■ **TRY IT**
For the word "Code", find each line in the entries where it occurs and copy that line.

Stored data entries:
◆ ◆ ◆ ◆ ◆
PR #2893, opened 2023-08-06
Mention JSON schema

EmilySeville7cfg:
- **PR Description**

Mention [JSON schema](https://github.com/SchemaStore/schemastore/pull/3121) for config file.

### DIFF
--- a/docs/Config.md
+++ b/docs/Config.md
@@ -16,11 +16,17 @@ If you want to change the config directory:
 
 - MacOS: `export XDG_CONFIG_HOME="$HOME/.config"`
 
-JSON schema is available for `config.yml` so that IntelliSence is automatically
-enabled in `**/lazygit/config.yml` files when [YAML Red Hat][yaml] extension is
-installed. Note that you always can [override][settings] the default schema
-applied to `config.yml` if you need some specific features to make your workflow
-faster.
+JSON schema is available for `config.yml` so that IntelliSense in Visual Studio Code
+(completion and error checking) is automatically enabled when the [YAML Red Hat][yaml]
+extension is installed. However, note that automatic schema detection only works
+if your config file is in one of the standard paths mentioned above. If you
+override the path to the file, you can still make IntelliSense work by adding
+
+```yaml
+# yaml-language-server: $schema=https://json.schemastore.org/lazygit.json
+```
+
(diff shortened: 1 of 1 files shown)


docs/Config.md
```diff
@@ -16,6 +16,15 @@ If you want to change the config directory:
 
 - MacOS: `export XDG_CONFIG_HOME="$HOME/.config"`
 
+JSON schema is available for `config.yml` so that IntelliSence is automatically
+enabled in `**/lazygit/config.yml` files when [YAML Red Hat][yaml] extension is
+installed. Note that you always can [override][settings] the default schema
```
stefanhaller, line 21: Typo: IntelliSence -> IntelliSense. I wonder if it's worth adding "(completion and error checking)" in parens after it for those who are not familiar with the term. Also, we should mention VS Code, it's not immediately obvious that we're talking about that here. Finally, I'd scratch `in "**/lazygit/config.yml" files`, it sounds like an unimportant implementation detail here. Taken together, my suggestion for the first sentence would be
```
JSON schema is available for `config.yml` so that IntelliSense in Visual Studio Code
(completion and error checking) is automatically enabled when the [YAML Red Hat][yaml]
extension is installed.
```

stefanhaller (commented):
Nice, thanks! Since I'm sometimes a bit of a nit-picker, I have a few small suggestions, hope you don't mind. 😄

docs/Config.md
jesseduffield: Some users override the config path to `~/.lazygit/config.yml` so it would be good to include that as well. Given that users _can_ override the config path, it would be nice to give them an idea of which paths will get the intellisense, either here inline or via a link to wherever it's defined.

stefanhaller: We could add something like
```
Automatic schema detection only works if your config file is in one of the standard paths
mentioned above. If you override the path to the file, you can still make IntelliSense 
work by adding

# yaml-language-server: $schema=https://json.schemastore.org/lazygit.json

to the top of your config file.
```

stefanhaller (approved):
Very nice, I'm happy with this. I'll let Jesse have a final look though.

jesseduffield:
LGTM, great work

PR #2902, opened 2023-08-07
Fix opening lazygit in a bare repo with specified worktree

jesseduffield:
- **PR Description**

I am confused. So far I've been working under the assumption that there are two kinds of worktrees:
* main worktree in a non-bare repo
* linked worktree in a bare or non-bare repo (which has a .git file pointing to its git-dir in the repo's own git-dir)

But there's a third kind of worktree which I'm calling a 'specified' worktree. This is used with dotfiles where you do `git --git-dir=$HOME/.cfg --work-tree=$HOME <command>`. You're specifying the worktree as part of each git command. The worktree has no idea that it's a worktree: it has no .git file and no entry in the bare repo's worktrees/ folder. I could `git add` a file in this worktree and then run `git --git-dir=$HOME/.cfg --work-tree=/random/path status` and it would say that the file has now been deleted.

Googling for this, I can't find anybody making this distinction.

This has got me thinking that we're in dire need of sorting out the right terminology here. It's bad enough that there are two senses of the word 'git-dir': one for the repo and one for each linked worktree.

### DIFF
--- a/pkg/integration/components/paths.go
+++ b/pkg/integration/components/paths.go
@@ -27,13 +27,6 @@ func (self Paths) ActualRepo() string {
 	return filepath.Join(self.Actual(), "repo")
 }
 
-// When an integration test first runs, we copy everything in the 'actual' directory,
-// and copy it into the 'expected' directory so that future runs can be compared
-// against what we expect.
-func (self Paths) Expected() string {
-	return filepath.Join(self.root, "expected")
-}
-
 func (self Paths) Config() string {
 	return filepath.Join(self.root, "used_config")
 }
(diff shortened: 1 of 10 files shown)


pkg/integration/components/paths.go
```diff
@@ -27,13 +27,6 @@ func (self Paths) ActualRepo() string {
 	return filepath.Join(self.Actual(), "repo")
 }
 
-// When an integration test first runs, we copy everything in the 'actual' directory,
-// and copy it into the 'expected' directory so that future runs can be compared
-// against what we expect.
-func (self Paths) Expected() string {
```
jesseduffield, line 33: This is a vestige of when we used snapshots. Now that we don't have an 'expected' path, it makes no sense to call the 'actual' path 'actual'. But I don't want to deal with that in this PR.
◆ ◆ ◆ ◆ ◆
■ **EXERCISE SOLUTION**
+JSON schema is available for `config.yml` so that IntelliSense in Visual Studio Code
stefanhaller, line 21: Typo: IntelliSence -> IntelliSense. I wonder if it's worth adding "(completion and error checking)" in parens after it for those who are not familiar with the term. Also, we should mention VS Code, it's not immediately obvious that we're talking about that here. Finally, I'd scratch `in "**/lazygit/config.yml" files`, it sounds like an unimportant implementation detail here. Taken together, my suggestion for the first sentence would be
JSON schema is available for `config.yml` so that IntelliSense in Visual Studio Code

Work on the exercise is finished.